◆ WHAT IS NEEDED ◆
In the listing below, find each line that holds the string "coupling" and copy it.

☆ ☆ ☆ ☆

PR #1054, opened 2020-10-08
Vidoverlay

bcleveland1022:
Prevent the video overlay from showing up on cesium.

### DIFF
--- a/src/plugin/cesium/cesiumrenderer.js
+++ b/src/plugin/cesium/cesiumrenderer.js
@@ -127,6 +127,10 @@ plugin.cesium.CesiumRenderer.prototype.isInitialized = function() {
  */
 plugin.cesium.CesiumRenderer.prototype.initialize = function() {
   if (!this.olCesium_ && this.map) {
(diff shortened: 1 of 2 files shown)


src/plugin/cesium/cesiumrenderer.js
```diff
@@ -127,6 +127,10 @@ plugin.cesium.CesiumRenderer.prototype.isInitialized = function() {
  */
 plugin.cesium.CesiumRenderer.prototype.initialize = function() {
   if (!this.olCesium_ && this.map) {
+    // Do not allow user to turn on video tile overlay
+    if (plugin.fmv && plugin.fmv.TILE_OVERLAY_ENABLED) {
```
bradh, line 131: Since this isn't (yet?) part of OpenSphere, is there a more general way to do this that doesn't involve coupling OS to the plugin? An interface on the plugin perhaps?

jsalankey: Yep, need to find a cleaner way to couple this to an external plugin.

☆ ☆ ☆ ☆

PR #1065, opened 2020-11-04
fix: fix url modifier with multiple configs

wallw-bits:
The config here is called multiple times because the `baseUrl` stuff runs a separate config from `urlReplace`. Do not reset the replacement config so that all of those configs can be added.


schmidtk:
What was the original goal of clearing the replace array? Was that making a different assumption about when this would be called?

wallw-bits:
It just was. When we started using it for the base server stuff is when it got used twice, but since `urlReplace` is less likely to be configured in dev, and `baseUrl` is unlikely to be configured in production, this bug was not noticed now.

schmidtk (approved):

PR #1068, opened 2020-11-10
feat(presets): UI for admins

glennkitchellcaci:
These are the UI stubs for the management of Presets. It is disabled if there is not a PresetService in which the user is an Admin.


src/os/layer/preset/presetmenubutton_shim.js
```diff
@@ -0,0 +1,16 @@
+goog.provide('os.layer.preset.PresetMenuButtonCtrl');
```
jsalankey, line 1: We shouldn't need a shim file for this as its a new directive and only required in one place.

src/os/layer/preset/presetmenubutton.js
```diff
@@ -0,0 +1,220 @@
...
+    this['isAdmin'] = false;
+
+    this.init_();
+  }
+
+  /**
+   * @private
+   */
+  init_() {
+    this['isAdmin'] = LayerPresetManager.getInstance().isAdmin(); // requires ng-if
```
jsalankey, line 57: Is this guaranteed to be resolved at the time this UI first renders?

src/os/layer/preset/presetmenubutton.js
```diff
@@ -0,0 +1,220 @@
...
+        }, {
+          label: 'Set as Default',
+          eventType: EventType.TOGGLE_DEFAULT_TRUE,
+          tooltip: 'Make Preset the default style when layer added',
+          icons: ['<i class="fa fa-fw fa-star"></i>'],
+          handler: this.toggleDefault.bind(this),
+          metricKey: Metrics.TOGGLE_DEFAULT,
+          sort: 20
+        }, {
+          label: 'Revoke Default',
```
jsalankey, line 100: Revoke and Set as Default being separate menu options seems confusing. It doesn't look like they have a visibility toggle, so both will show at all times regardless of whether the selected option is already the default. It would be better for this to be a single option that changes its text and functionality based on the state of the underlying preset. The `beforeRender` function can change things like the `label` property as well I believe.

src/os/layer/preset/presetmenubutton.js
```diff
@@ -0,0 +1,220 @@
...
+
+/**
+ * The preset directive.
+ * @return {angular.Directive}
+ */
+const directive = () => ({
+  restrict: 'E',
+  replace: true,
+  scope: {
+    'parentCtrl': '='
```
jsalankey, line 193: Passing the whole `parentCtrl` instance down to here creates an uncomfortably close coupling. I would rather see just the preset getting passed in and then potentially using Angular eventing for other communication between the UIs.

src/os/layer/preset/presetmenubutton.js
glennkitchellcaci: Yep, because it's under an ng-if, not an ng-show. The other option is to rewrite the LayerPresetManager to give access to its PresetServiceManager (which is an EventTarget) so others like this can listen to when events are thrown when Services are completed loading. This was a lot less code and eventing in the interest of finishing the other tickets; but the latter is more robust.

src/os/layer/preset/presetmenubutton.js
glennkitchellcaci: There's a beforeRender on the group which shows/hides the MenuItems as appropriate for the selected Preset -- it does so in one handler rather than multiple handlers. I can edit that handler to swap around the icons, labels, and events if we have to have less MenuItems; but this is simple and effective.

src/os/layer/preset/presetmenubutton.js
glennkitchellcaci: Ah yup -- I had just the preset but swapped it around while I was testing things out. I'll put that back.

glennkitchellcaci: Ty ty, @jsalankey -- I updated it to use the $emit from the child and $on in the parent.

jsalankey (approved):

☆ ☆ ☆ ☆

◆ WRITTEN RESPONSE ◆
bradh, line 131: Since this isn't (yet?) part of OpenSphere, is there a more general way to do this that doesn't involve coupling OS to the plugin? An interface on the plugin perhaps?
jsalankey, line 193: Passing the whole `parentCtrl` instance down to here creates an uncomfortably close coupling. I would rather see just the preset getting passed in and then potentially using Angular eventing for other communication between the UIs.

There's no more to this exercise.